ローレライのノミ屋
ノミ行為は法律で禁止されています。絶対にやめましょう。
「おじさん、お馬さんするの?」
メインレースを前に資金が尽き、競馬場をでると、か細い声が聞こえた。
ふと視線を動かす。
声の主は、この場所には似つかわしくない中学生くらいの女の子だった。
おさげを左右につけており、セーラー服が似合いそうだ。
「そりゃあ、この場所にいるんだ。競馬はするさ」
答えると少女はチラリと壁の時計に視線を移し、近づいてきた。
幼さの残る姿は、この場所が競馬場前であることを忘れさせる。
「まだ、メインは終わってないよ?」
その言葉で、この少女がただ迷い込んだ訳ではないと言うことだけは分かった。
時刻は14時過ぎたところだ。
8レースがちょうど終わったくらいの時間帯である。
メインレースまでは1時間以上の間があった。
彼女の言葉はそれをすべて説明していることに等しい。
「軍資金がつきたんだ。さっきので全部擦っちまった」
少女はにこりと笑った。
「売りますよ? 投票券」
「君の年齢じゃ、俺の代わりに買うことは出来ないだろう」
少女は首を振った。
「いいえ。買いません」
その返答に絶句した。
微笑している目の前の少女はノミ行為をすると遠回しに言っているからだ。
「いや、君、それはよくないよ」
「きょうのメイン、荒れそうですね」
俺の言葉を遮って、彼女はぽつりと言った。
そうだ。きょうのメイン。圧倒的一番人気の馬はおそらく沈むだろう。
そう予想していた。
もし金があるのであれば――。
彼女の声はローレライの歌なのか、
気付いたら10万円分の勝負を彼女に提出していた。
発走時刻にスマートフォンを出して中継を聞く。
一番人気の馬は着外になり、予想の馬券は的中した。
スマートフォンから視線を外す。彼女は笑顔でこちらを見ていた。
「おめでとうございます。
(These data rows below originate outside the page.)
PR #9137, opened 2026-05-11
refactor local inference around backends

jh-block:
**Category:** improvement
**User Impact:** Users should see the same local inference behavior while goose gains a cleaner foundation for future local runtimes.
**Problem:** The local inference provider was tightly coupled to llama.cpp implementation details, making it hard to add another in-process backend such as MLX without mixing runtime-specific code into the provider. This also made model caching, generation, and memory reporting assume one backend globally.
**Solution:** This refactors local inference around a `LocalInferenceBackend` trait and moves llama.cpp-specific loading, generation, memory detection, and tool/vision handling into a dedicated backend module. The provider now routes through backend-neutral request and loaded-model abstractions while preserving the existing llama.cpp behavior as the default backend.

<details>

**crates/goose/src/providers/local_inference.rs**
Refactors the top-level provider into backend orchestration: it owns backend registration, backend-aware model cache keys, request setup, and stream plumbing while delegating runtime-specific work to a backend implementation.

**crates/goose/src/providers/local_inference/backend.rs**
Adds the backend-neutral traits and generation request type that future local inference runtimes can implement without changing provider flow.

**crates/goose/src/providers/local_inference/llamacpp/mod.rs**
Adds the llama.cpp backend implementation, preserving current model loading, device memory reporting, multimodal setup, and native/emulated generation routing behind the new trait.

**crates/goose/src/providers/local_inference/llamacpp/inference_emulated_tools.rs**
Moves the emulated tool generation path under the llama.cpp backend and updates it to use the backend context instead of the provider runtime.

**crates/goose/src/providers/local_inference/llamacpp/inference_engine.rs**
Moves the llama.cpp generation engine under the backend module and routes context/memory operations through `LlamaCppBackend`.

**crates/goose/src/providers/local_inference/llamacpp/inference_native_tools.rs**
Moves native tool-call generation under the llama.cpp backend and updates context creation calls to use the backend abstraction.

</details>

### Reproduction Steps

1. Build or run goose with local inference enabled.
2. Open the local inference settings or use the local provider with an existing downloaded GGUF model.
3. Confirm the model still loads through the existing llama.cpp path and streams responses as before.
4. Inspect `crates/goose/src/providers/local_inference/backend.rs` and `llamacpp/mod.rs` to see the new backend boundary for future MLX support.

### Validation

- `cargo fmt`
- `cargo fmt --check`
- `cargo check -p goose --features local-inference`
- `cargo test -p goose local_inference --features local-inference`

### DIFF
--- a/crates/goose/src/providers/local_inference.rs
+++ b/crates/goose/src/providers/local_inference.rs
@@ -1,18 +1,9 @@
+mod backend;
 pub mod hf_models;
-mod inference_emulated_tools;
-mod inference_engine;
-mod inference_native_tools;
+mod llamacpp;
 pub mod local_model_registry;
 pub(crate) mod multimodal;
 mod tool_parsing;
-
-use inference_emulated_tools::{
-    build_emulator_tool_description, generate_with_emulated_tools, load_tiny_model_prompt,
-};
-use inference_engine::GenerationContext;
-use inference_engine::LoadedModel;
-use inference_native_tools::generate_with_native_tools;
-use tool_parsing::compact_tools_json;
 
 use crate::config::ExtensionConfig;
 use crate::conversation::message::{Message, MessageContent};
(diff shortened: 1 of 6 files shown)


michaelneale (approved):
nice refactor too

PR #9147, opened 2026-05-11
protocol cleanup

jamadeo:
Clean up the ACP+ protocol a bit. Add a version tag to the custom methods and improve some types.


crates/goose-sdk/src/custom_requests.rs
```diff
@@ -881,25 +881,33 @@ impl SourceEntry {
     }
 }
 
+/// Target scope for creating or importing sources.
+#[derive(Debug, Default, Clone, Serialize, Deserialize, JsonSchema)]
+#[serde(tag = "scope", rename_all = "camelCase")]
```
lifeizhou-ap, line 886: nice!

lifeizhou-ap (approved):

alexhancock (approved):
It looks good. I do think we should have a planned timeline on which we expect to progress things to stable, but that can come at another time.

jamadeo:
> It looks good. I do think we should have a planned timeline on which we expect to progress things to stable, but that can come at another time.

Yeah, 100% agree. If anything I think this encourages us to stabilize -- it makes the api uglier! But right now we have a consumer of ACP+ that isn't part of this repo, so we want to make sure these are able to break compatibility.

PR #9152, opened 2026-05-12
fix: gate tool-pair summarization to context windows <= 64K

michaelneale:
I don't find tool summarization is a good idea - at most it should be for only when context is really constrained. There is compaction and tool calls are already limited. This has repeatedly been a problem when you have a longer session with a large model and many tool calls, making goose really harmfully bad. 

This will gate it to context windows <= 64K where it might still help. No behavior change for small-context models. Users can still disable entirely with GOOSE_TOOL_PAIR_SUMMARIZATION=false.


jh-block:
Can we just turn this off completely for now, we can do some testing with tiny models and turn it on there **if** it helps and doesn't make them perform even worse.

michaelneale:
@jh-block yeah - I was kind of assuming it would help for small ones but perhaps not (I expect modest models - probably won't make it to 100+ tool cools at this context size to see the pain here, but I agree).

michaelneale:
@jh-block PTAL now

PR #9191, opened 2026-05-13
fix: persist accumulated cost in session DB to survive reload

### LINKED ISSUE #6141: Accumulated pricing after model changes does not persist across session reload
**Describe the bug**

There is some client side code to handle this but if I were to use:

cheap model
- talk to goose a bunch
expensive model
- talk to goose a bunch

reload session

It has no recollection of what was part of cheap vs expensive model.

I think my ideal fix would be to attach some metadata to the session around what provider/model a session started with and when.switches occur. Something simpler could be to just store the accumulated cost, not just the accumulated tokens.

DOsinga:
## Summary

Fixes #6141

When users switch models mid-session, the cost tracking was computed client-side in an ephemeral React hook (`useCostTracking`). On session reload (page refresh), this in-memory state was lost and cost was incorrectly recalculated using the current model's pricing against all accumulated tokens.

## Fix

Compute cost at the time tokens are generated (when we know which model produced them), persist it in a new `accumulated_cost` column on the sessions table, and expose it via `TokenState` to the frontend.

**Backend:**
- Added `accumulated_cost` (f64) column to sessions table (schema v13)
- In `update_session_metrics`, compute the cost for each usage chunk using the canonical model pricing for the model that generated those tokens, and accumulate it
- Exposed `accumulated_cost` in `TokenState` SSE events

**Frontend:**
- `CostTracker` now uses the backend-persisted `accumulatedCost` directly
- Removed the ephemeral `useCostTracking` hook that lost state on reload
- Falls back to client-side calculation when backend cost is not yet available

### Type of Change
- [x] Bug fix

### Testing
- All Rust tests pass (59 session tests)
- All desktop UI tests pass (346 tests)
- TypeScript compiles cleanly
- Clippy clean


ui/desktop/src/components/bottom_menu/CostTracker.tsx
```diff
@@ -138,9 +111,7 @@ export function CostTracker({
 
     const inputCost = (inputTokens * (costInfo.input_token_cost || 0)) / 1_000_000;
     const outputCost = (outputTokens * (costInfo.output_token_cost || 0)) / 1_000_000;
-    const total = inputCost + outputCost;
-
-    return total;
+    return inputCost + outputCost;
```
jamadeo: shouldn't we move this part to goosed too? and get rid of all calculation on the client?

jamadeo (approved):

PR #9193, opened 2026-05-13
refactor(goose2): narrow project property reads instead of unchecked casts

enilsen16:
## Summary

`features/projects/api/projects.ts` was using unchecked `as` casts to pull fields off the project shape returned by ACP. This replaces those with narrow per-property reads that return safe fallbacks instead of casting the entire response object.

- Replaces `project as Project` casts with direct property reads (`project?.name ?? ""`, etc.)
- Removes the local `Project` type alias that was shadowing the SDK type
- No behaviour change; types are stricter

## Test plan
- [ ] Existing project functionality works (open project, session context, etc.)

---
_Reopened from #9169 — rebased on current main._

### DIFF
--- a/ui/goose2/src/features/projects/api/projects.ts
+++ b/ui/goose2/src/features/projects/api/projects.ts
@@ -29,22 +29,37 @@ interface SourceEntry {
   properties: Record<string, unknown>;
 }
 
+function asString(v: unknown): string | null {
+  return typeof v === "string" ? v : null;
+}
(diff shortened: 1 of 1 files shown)


jamadeo:
Thank you @enilsen16 , but this particular implementation of the app is going away. Fore more information please see https://github.com/aaif-goose/goose/discussions/9367 on the future plans for revamping the desktop app.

配当の250万円です」
彼女はカバンから札束を取り出し、手渡した。
それはハンカチを出す動作と何ら変わりがない。
無言のまま受けとる。
それ以降、所持金の有無にかかわらず彼女から馬券を買うようになった。
トータルの収支はもう、わからない。
ただ、彼女に金を渡さなくても、的中したら配当がもらえ、
負けても請求はされないという状態は、金が沸いるのと同等だった。
彼女の元へ通って半年ほど経ったある日、少女はいなかった。
その代わりスーツの男がいた。
不機嫌そうにこちらを見ている。
「お兄さんよ」
つばを飲む。当ては一つしかなかった。
「この半年で、お兄さんの負けが越してるんだよ。1000万早く返してくんないかな」
目の前が真っ暗になる。
やはり彼女はローレライだ。
魅了され、最後は飲み込まれてしまった。